EXERCISE DETAILS - Please copy out every line in the records below that includes the word "formControlName".

Stored items:
PR #2048, opened 2019-06-26
RD-509: Improperly displaying LEP filters when LEP disabled.

gregcharles:
I can't fully test this until it's deployed to QA. I did at least test that it doesn't blow up.

### DIFF
--- a/webapp/src/main/webapp/src/app/aggregate-report/aggregate-report-summary.component.ts
+++ b/webapp/src/main/webapp/src/app/aggregate-report/aggregate-report-summary.component.ts
@@ -392,6 +392,7 @@ export class AggregateReportSummary {
         });
       }
       if (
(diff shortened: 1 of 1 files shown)


gregcharles:
No comments for two days. I'm going to go ahead and merge this. It's small, and won't be hard to undo if it doesn't work.

webapp/src/main/webapp/src/app/aggregate-report/aggregate-report-summary.component.ts
```diff
@@ -392,6 +392,7 @@ export class AggregateReportSummary {
         });
       }
       if (
+        options.dimensionTypes.includes('LEP') &&
```
esotrope: this won't be exactly correct as i think this is for display advanced filters which != dimension types -> i'll take a peek and see if i cant reproduce locally

PR #2153, opened 2019-07-25
Feature/persist aggregate reporting settings

ftdholbrook:
- Switch from Snake YAML to Jackson for serialization when writing to git
- add AggregateReportingPropertiesTenant to git persistence model

note: this change will cause explicit null fields to appear in the git /tenant-<KEY>/applciation.yml files, a additional set of changes to fix that is forthcoming.


admin-service/src/main/java/org/opentestsystem/rdw/admin/multitenant/git/GitTenantConfigurationPersistenceService.java
```diff
@@ -47,6 +35,8 @@ public GitTenantConfigurationPersistenceService(final TenantConfigurationPersist
                                                     final ConfigServerClient configServerClient) {
         this.tenantConfigurationPersistenceProperties = tenantConfigurationPersistenceProperties;
         this.configServerClient = configServerClient;
+        this.ymlMapper = new ObjectMapper(new YAMLFactory().disable(YAMLGenerator.Feature.WRITE_DOC_START_MARKER));
+        this.ymlMapper.findAndRegisterModules();
```
ftdholbrook: attempted to make this spring managed (along with matching object mapper used by config server client), but it caused spring to attempt to use this yml mapper as the default mapper.  Using in-line.

PR #2154, opened 2019-07-25
restores readonly display in update mode on tenants

esotrope:
image


webapp/src/main/webapp/src/app/admin/tenant/component/property-override-table/property-override-table.component.html
```diff
@@ -7,7 +7,6 @@
       #table
       [value]="_rows"
       dataKey="key"
-      [globalFilterFields]="['key', 'value']"
```
esotrope: dont need these settings anymore

PR #2156, opened 2019-07-25
Feature/field metadata

esotrope:
fixes boolean comparison


webapp/src/main/webapp/src/app/admin/tenant/component/tenant-form/tenant-form.component.html
```diff
@@ -298,26 +298,26 @@ <h1 class="h2" heading>
...
             </label>
 
             <label>
               <input
-                id="configurationModified"
-                name="configurationModified"
-                formControlName="modified"
+                id="configurationRequired"
+                name="configurationRequired"
+                formControlName="required"
```
esotrope: moved required filter to the rightmost slot

PR #2160, opened 2019-07-25
adds saving/creating state to buttons when saving since slow

esotrope:
image

### DIFF
--- a/webapp/src/main/webapp/src/assets/i18n/en.json
+++ b/webapp/src/main/webapp/src/assets/i18n/en.json
@@ -1405,8 +1405,8 @@
       "error": "An unknown error occurred when attempting to delete the sandbox",
       "success": "Sandbox was successfully deleted",
       "modal": {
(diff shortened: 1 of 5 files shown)


webapp/src/main/webapp/src/assets/i18n/en.json
```diff
@@ -1404,8 +1405,8 @@
       "error": "An unknown error occurred when attempting to delete the sandbox",
       "success": "Sandbox was successfully deleted",
       "modal": {
-        "head": "Delete <strong>{{label}}</strong>?",
-        "body": "Are you sure you wish to delete the sandbox <strong>{{label}}</strong>?"
+        "head": "Delete <strong>{{label}} ({{code}})</strong>?",
+        "body": "Are you sure you wish to delete the sandbox <strong>{{label}} ({{code}})</strong>?"
```
esotrope: image

PR #2161, opened 2019-07-25
adds spinner to status for in-progress tenants

esotrope:
Not a real state but you get the picture

image


webapp/src/main/webapp/src/app/admin/tenant/component/tenant-link/tenant-link.component.html
```diff
@@ -30,6 +36,7 @@ <h2 class="h3">
     </div>
   </div>
   <div class="body">
+    <!-- TODO add created date -->
```
esotrope: would also be nice to get the creation date time here but didn't see it in the current payload so i left a todo

PR #2163, opened 2019-07-26
Reduce payload of getAll tenant configuration call to only contain Tenant and Status

ftdholbrook:
This is WIP for the broader re-factor of the status service interactions.  It provides some decent quality of life improvements to the list view tenant and sandbox pages that I think it is worth merging now.

- Have TenantAdministrationStatusContext hold only Tenant instead of full tenant configuration
- Only populate tenant and status on tenant configuration

### DIFF
--- a/admin-service/src/main/java/org/opentestsystem/rdw/admin/multitenant/service/impl/DefaultTenantConfigurationViewService.java
+++ b/admin-service/src/main/java/org/opentestsystem/rdw/admin/multitenant/service/impl/DefaultTenantConfigurationViewService.java
@@ -33,6 +33,8 @@ import java.util.Set;
 import java.util.stream.Collectors;
 import java.util.stream.Stream;
 
+import static org.opentestsystem.rdw.admin.multitenant.administration.TenantAdministrationStatus.ACTIVE;
+
 /**
  * Classes to return tenant and sandbox properties from the RDW Actuator endpoint calls
  * This is the service the tenant & sandbox service use to retrieve default and tenant specific properties & settings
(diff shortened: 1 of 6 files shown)


admin-service/src/main/java/org/opentestsystem/rdw/admin/multitenant/service/impl/DefaultTenantConfigurationViewService.java
```diff
@@ -153,58 +155,6 @@ public boolean exists(final String key) {
...
-
-        //we aren't storing this recreating based off convention
-        if (isSandbox) {
-            //sandbox only
-            tenantConfigurationBuilder.parentTenantKey(parentTenantKey(tenantKey));
-        }
-
-        return Optional.of(tenantConfigurationBuilder.build());
-    }
-
```
ftdholbrook: unrelated dead code removal

admin-service/src/main/java/org/opentestsystem/rdw/admin/multitenant/service/impl/DefaultTenantConfigurationViewService.java
```diff
@@ -226,11 +176,15 @@ private String getLanguageCode(final List<String> uiLanguages) {
...
-                .keySet()
+                .entrySet()
                 .stream()
-                .map(tenantKey -> ImmutablePair.of(tenantKey, findActiveTenantConfiguration(tenantKey)))
-                .filter(pair -> pair.getRight().isPresent())
-                .collect(Collectors.toMap(ImmutablePair::getLeft, pair -> pair.getRight().get()));
+                .map(entry -> ImmutablePair.of(entry.getKey(), TenantConfiguration.builder()
+                        .tenant(entry.getValue())
+                        .administrationStatus(TenantAdministrationStatusContext.builder()
+                                .tenantAdministrationStatus(ACTIVE) //TODO: temporary - next move to activeTenantsByType
```
ftdholbrook: this is WIP future version get all will be full driven from status service

admin-service/src/main/java/org/opentestsystem/rdw/admin/multitenant/service/impl/DefaultTenantConfigurationViewService.java
```diff
@@ -226,11 +176,15 @@ private String getLanguageCode(final List<String> uiLanguages) {
...
+                                .build())
+                        .build()))
+                .collect(Collectors.toMap(ImmutablePair::getLeft, ImmutablePair::getRight));
```
malaffoon: This feels like this could be simpler:
```
    .stream()
    .collect(Collectors.toMap(e -> e.getKey(), e -> TenantConfiguration.builder()...));
```

admin-service/src/test/java/org/opentestsystem/rdw/admin/multitenant/web/TenantControllerIT.java
```diff
@@ -2,14 +2,12 @@
```
malaffoon: 👍

PR #2164, opened 2019-07-26
RP-602: initial implementation

gregcharles:
I think this will work now. I found the TenantConfigurationViewService.defaultTenantConfiguration(), which says it returns, "Non-tenant specific default configuration instance wide," so I'm using that to get a non-tenant specific archive service, and using that to delete the s3 archive for the sandbox.

### DIFF
--- a/admin-service/src/main/java/org/opentestsystem/rdw/admin/multitenant/administration/impl/DefaultSandboxArchiveRemovalService.java
+++ b/admin-service/src/main/java/org/opentestsystem/rdw/admin/multitenant/administration/impl/DefaultSandboxArchiveRemovalService.java
@@ -1,40 +1,38 @@
 package org.opentestsystem.rdw.admin.multitenant.administration.impl;
 
 
-import com.google.common.annotations.VisibleForTesting;
+import org.slf4j.Logger;
+import org.slf4j.LoggerFactory;
 
-import java.util.concurrent.ConcurrentHashMap;
 import org.opentestsystem.rdw.admin.multitenant.administration.SandboxArchiveRemovalService;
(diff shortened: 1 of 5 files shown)


malaffoon:
Is it appropriate to use the tenant-aware archive service? Perhaps, like database deletion, we should be using a non-tenant s3 service?

gregcharles:
> Is it appropriate to use the tenant-aware archive service? Perhaps, like database deletion, we should be using a non-tenant s3 service?

Aha, yes, that would be much better. As I stepped through the deletion process, I saw that's in fact what I am getting, but only because no tenant key is resolved, and I still don't understand why that is or if it will always be the case. If there's a direct way to get a non-tenant s3 service, that would be the way to go. I'll see if I can figure that out based on the db case.

admin-service/src/main/java/org/opentestsystem/rdw/admin/multitenant/administration/impl/DefaultSandboxArchiveRemovalService.java
```diff
@@ -0,0 +1,38 @@
...
+
+    public DefaultSandboxArchiveRemovalService(final TenantConfigurationViewService tenantConfigurationViewService) {
+        this.tenantConfigurationViewService = tenantConfigurationViewService;
+
+    }
+
+    @Override
+    public void remove(final String tenantKey) {
+        final ArchiveProperties rootArchiveProperties =
+                tenantConfigurationViewService.defaultTenantConfiguration().getArchiveProperties();
```
ftdholbrook: this wouldn't work for full tenants because they can point to different buckets, but sandboxes are always against the instance configured root.  Looks good to  me.

PR #2166, opened 2019-07-26
RP-564 Write tests to verify TenantConfiguration Validation parentTen…

vgonzalez9:
…at and Reporting

finsh adding the sandbox validations - must be in sync with UI before merging

### DIFF
--- a/admin-service/src/main/java/org/opentestsystem/rdw/admin/multitenant/service/impl/DefaultTenantValidationService.java
+++ b/admin-service/src/main/java/org/opentestsystem/rdw/admin/multitenant/service/impl/DefaultTenantValidationService.java
@@ -21,6 +21,9 @@ import java.util.Map;
 import java.util.NoSuchElementException;
 import java.util.stream.Collectors;
 
+/**
+ * Validation for tenantConfigurations created from the UI were only override data is expected
+ */
 @Service
 public class DefaultTenantValidationService implements TenantValidationService {
 
@@ -48,6 +51,8 @@ public class DefaultTenantValidationService implements TenantValidationService {
         verifySandboxRequiredFields(tenantConfiguration);
         final Map<String, TenantConfiguration> knownTenantConfigurations = tenantConfigurationViewService.allTenantConfigurations(TenantType.SANDBOX);
         verifyNotExists(tenantConfiguration.getTenant(), knownTenantConfigurations);
+        verifyParentTenantExists(tenantConfiguration.getParentTenantKey());
+        verifyReportingRequiredFields(tenantConfiguration.getReporting());
     }
 
     @Override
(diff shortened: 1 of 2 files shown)


admin-service/src/main/java/org/opentestsystem/rdw/admin/multitenant/service/impl/DefaultTenantValidationService.java
```diff
@@ -48,6 +51,8 @@ public void sandboxCreationValidation(TenantConfiguration tenantConfiguration) {
         verifySandboxRequiredFields(tenantConfiguration);
         final Map<String, TenantConfiguration> knownTenantConfigurations = tenantConfigurationViewService.allTenantConfigurations(TenantType.SANDBOX);
         verifyNotExists(tenantConfiguration.getTenant(), knownTenantConfigurations);
+        verifyParentTenantExists(tenantConfiguration.getParentTenantKey());
+        verifyReportingRequiredFields(tenantConfiguration.getReporting());
```
malaffoon: Should this call go in `verifySandboxRequiredFields`?

admin-service/src/main/java/org/opentestsystem/rdw/admin/multitenant/service/impl/DefaultTenantValidationService.java
```diff
@@ -48,6 +51,8 @@ public void sandboxCreationValidation(TenantConfiguration tenantConfiguration) {
         verifySandboxRequiredFields(tenantConfiguration);
         final Map<String, TenantConfiguration> knownTenantConfigurations = tenantConfigurationViewService.allTenantConfigurations(TenantType.SANDBOX);
```
malaffoon: Might not be worth the work, but getting all the tenants twice (once for sandboxes, then once for tenants) seems wasteful.

vgonzalez9: actually we can just retrieve that tenant specifically to determine if it exists, will update.

admin-service/src/main/java/org/opentestsystem/rdw/admin/multitenant/service/impl/DefaultTenantValidationService.java
```diff
@@ -64,6 +67,14 @@ public void sandboxUpdateValidation(TenantConfiguration tenantConfiguration) {
         verifyTenantTypeMatchesExisting(tenantConfiguration.getTenant(), knownTenantConfigurations);
     }
 
+    private void verifyParentTenantExists(final String parentTenantkey) {
+        if (!tenantConfigurationViewService.findActiveTenantConfiguration(parentTenantkey).isPresent()) {
+            String errorMsg = String.format("%s key does not exist. Please choose a existing tenant to create your sandbox.",
```
esotrope: nit: can we spell out the abbr. hurts my fragile brain to unpack words. actually my pref would be that we just inline the string in the `throw` statement since it isn't reused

COMPLETED EXERCISE -
-                formControlName="modified"
+                formControlName="required"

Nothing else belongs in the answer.